How often had they said those words over the years as they had traveled with Him and the other disciples? As they helped, as they cooked and served meals and set out sleeping mats; as they moved from town to town, sometimes with abundance and sometimes with little provision, they had often experienced circumstances where questions and doubts would arise. And yet, each time, the food was enough, the lodging was enough, the provision was enough. They knew it was because of the Master. He was their Teacher, their guide and their God. He was Messiah. They saw the miracles, but more than that, they saw the kingdom of God through His teachings. There was hope! Messiah was here!
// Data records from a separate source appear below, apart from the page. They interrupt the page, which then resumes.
PR #61, opened 2020-08-12
Binary Turing machines and direct reduction from Turing machines to BSM

yforster:
I have an alphabet reduction from arbitrary alphabet to binary alphabet (reasonably easy, very nice application of the TM framework) and a simulation of single-tape binary Turing machines (`SBTM`) on binary stack machines (reasonably easy, very nice application of the `sss` framework). @DmxLarchey:The simulation uses 4 stacks: Left part of the tape, middle part of the tape, right part of the tape, and empty register for unconditional jumps. One can optimise middle away by merging it into the state space, but I didn't bother to, mainly because the compiler to MMs adds two counters anyways.

@mwuttke97 @fakusb The only thing that was slightly annoying me regarding TMs is that we do not have support to prove TMs total without actually talking about step indices. While one can abstract away from labels regarding realisation, abstracting away from steps regarding termination is impossible. It was no big deal, as an effect of this I also have a proof that the simulation is linear. If we wanted (I don't want to) we could do a similar analysis for the SBTM -> BSM compilation. @fakusb  that might be useful for you in case you want to bring TMs to register machines: You can start at BSM, which have a nicer structure for compilation.

Overall 2.5 days for the first part and 2.5 days for the second part, so quite a good investment :)

Two TODOs left: Change the `BSM_undec` proof and add an `SBTM_undec` file.

@mrhaandi @DmxLarchey SBTMs can be taken as alternative definition for presentation regarding Turing machines. They are less involved than TMs because they (1) do not mention vectors, (2) work with `Fin.t` instead of `finType` and (3) work with `list bool * option bool * list bool` as tapes. The issue still is that `([true], None, [true])` is considered a tape, but that's strange. Since `SBTM` is just an intermediate step to `BSM`, that's fine for me.

### DIFF
--- a/theories/Shared/FinTypeEquiv.v
+++ b/theories/Shared/FinTypeEquiv.v
@@ -1,0 +1,80 @@
+From PslBase Require Import FiniteTypes.
+
+Fixpoint position {X : eqType} (x : X) (l : list X) : option (Fin.t (length l)).
+Proof.
+  induction l.
+  - exact None.
+  - cbn. decide (a = x).
+    + exact (Some Fin.F1).
+    + destruct (position _ x l) as [res | ].
+      * exact (Some (Fin.FS res)). 
+      * exact None.
+Defined.
+
+Lemma position_in {X : eqType} (x : X) (l : list X) (H : x el l) : 
+  { i | position x l = Some i}.
+Proof.  
+    induction l; cbn in *.
+    - inv H.
+    - decide (a = x).
+        + eauto.
+        + destruct IHl as [i IH]. firstorder. rewrite IH. eauto.
+Defined. 
+
+Definition posIn {X : eqType} (x : X) (l : list X) (H : x el l) : Fin.t (length l).
+Proof.
+    eapply position_in in H. destruct (position x l) as [i | ]. exact i.
+    abstract (exfalso; firstorder congruence).
+Defined.
+
+Fixpoint getat {X : Type} (l : list X) (i : Fin.t (length l)) : X.
+Proof.
+    destruct l.
+    - inv i.
+    - cbn in i. eapply (Fin.caseS' i (fun _ => X)).
+      + exact x.
+      + eapply getat.
+Defined.
+
+Arguments getat {_} _ _.
+
+Lemma getatIn {X : Type} (l : list X) (i : Fin.t (length l)) : 
+    getat l i el l.
+Proof.
+    induction l.
+    - inv i.
+    - cbn in *. eapply (Fin.caseS' i); cbn. eauto. eauto.
+Qed.
+
+Lemma finite_n (F : finType) :
+    { n & {f : F -> Fin.t n & { g : Fin.t n -> F | (forall i, f (g i) = i) /\ forall x, g (f x) = x }}}.
+Proof.
+    destruct F as (X & [l H]). cbn in *. 
+    exists (length l).
+    assert (Hin : forall x, x el l). { intros x. eapply count_in_equiv. rewrite H. lia. }
+    exists (fun x => proj1_sig (position_in (Hin x))). exists (@getat _ l). split.
+    - intros i. destruct position_in. cbn.
+      specialize (H (getat l i)). clear - H e. 
+      induction l.
+      + inv x.
+      + cbn in *. revert H e.
+        eapply (Fin.caseS' i). cbn.
+        * decide (a = a); congruence.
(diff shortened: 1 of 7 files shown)


DmxLarchey:
Nice work. Feedback on the `sss` framework is very welcome !!

yforster:
I had an issue with proving `<sc` automatically and added an External hint locally in the reduction file. If you want you can have a look and tell me whether there is a nicer way.

I would have appreciated tactics of the sort `bsm sss auto step`, because oftentimes it is inferrable what's the next instruction to run, in particular in `MOVE_L` and `MOVE_R`. Similarly but simpler, it would be nice if one does not have to specify the labels when using `bsm sss POP`, i.e. if one can just write `bsm sss POP 0`, or even `bsm sss POP`.

Apart from that I got a bit lost what is what amongst `sss_terminates`, `sss_progress`, `sss_computes` and how they are interconnected, but it's easy enough to find out what's going on using Print and Search. It helped a lot to look at your actual `PCP` to `BSM` reduction there to find the right structure.

DmxLarchey:
Yes concerning the automatic computation of steps of programs, the problem I faced with to find which instruction is executed. Ideally, one who find it using the `PC` value but the problem is that programs often looks like `L1++i1::i2::L2++i3::L3` where the length of `L1`, `L2`or `L3` may be parametrized by `nat` parameters, ie you could have `length L1 = 2*u+v+30` ... 

So at the time I designed the framework, I found it easier to identify say `i2` above using its parameters, provided they are syntactically different from those of `i1` and `i3`. This is often the case but not always so
I even had to make them look different (with `Let` defs) just that they get properly identified.

Then the idea of the framework is first to rewrite the program as `L1++[i1]++[i2]++L2++[i3]++L3` and then to focus on say `i2` by rewriting to `(L1++[i1])++[i2]++(L2++[i3]++L3)`. Then you can use Coq unification mechanism to correctly execute `i2` by matching of the pattern `_++[_]++_` ...

An alternate approach would of course be to use the `PC` value to find `i2` by choosing the correct split between 

+ `L1++[i1]++([i2]++L2++[i3]++L3)`
+ `(L1++[i1])++[i2]++(L2++[i3]++L3)`
+ `L1++[i1]++[i2]++L2)++[i3]++L3`

so that the `PC` constraint is solvable by `lia`. A bit of `Ltac` programming that I thought was not worth investing in before because of limited usage. But may be my first impression was not correct... 

In principle Coq should obviously be able to execute by itself each step of those little programs with minimal user input, may be just the number of steps to execute.

DmxLarchey:
And thank you indeed for the nice feedback !!

mwuttke97:
> The only thing that was slightly annoying me regarding TMs is that we do not have support to prove TMs total without actually talking about step indices. While one can abstract away from labels regarding realisation, abstracting away from steps regarding termination is impossible

Do you mean that you want to just prove termination of a machine without specifying the number of steps? This is not impossible, but I've never implemented it. It can be done by introducing a new '1-ary' relation `terminates : tapes n -> Prop`. One can prove the same theorems for `TerminatesIn` for this new definition. (The 'relation' for `While` will be co-inductive again, etc.)

Btw, I just saw that you moved the definitions from `TM.v` -- nice :-) The comment in line 3 `TM/Util/TM_facts.v` should be removed though; there is hardly anything significant from A&R in this file and the attribution line is already included in `TM/TM.v`.

yforster:
> Do you mean that you want to just prove termination of a machine without specifying the number of steps?

@mwuttke97 Yes, exactly. I am aware that one can define the notion (A&R do it I think) and was hoping that one can get the corresponding lemmas for our building blocks for free from our stronger lemmas, but that seems to be not the case.

Because I wasn't interested in re-stating the lemmas for the framework I resorted to semi-ugly existential quantification and evar manipulation. It works, but the code might not be very stable in future versions of Coq.


@DmxLarchey I introduced an `eval` relation fo Turing machines and defined the halting problem for Turing machines with it, but everything else regarding Turing machines is still defined with `loopM`. I am happy with this situation, because I like that we have a simply, compact, and self-contained definition exposed to the user, and a more flexible one used internally.

Similarly, I'd like to define an evaluation relation on `BSM`s and `MM`s, define the halting problem using this relation and them immediately show it equivalent to the ss semantics. The benefit is that one does not have to check the sss files to understand the definition of `BSM` and `MM` halting. The only things in the code that change are points where the halting problems are explicitly mentioned, there we then have to change to the alternative halting problem based on sss to go on. What do you think?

Mary looked at the women and tears streamed down their faces, mirroring hers. “The Master will see to it.” Those were the words that came from her lips. The words that came from her heart. But none of that was true now. The death of hope crushed Mary’s heart. She shuddered. Partially from the damp gay mist that hung heavy around them, but the real depth of her shudder came from her soul. What would they do? About the stone? About living life without Him? Mary’s heart cried out silently to Jehovah, “Please. Will You not grant this one last chance to serve my Master?” The cold chill of silence gave no answer to Mary’s spirit.
She lifted her head and gazed upward, her prayer lifted to the Father, silently seeking communion with Him. As she lowered her gaze, through the dim light of the pre-dawn she could see the tomb ahead of her. She blinked, then quickly turned her eyes to the other women. They stared ahead, eyes riveted on the scene before them. No one said a word as they grasped each others’ arms and ran toward the tomb. The stone was gone! It was not in front of the tomb, but pushed aside! With fear, the women moved closer, then began to weep. Someone had stolen His body!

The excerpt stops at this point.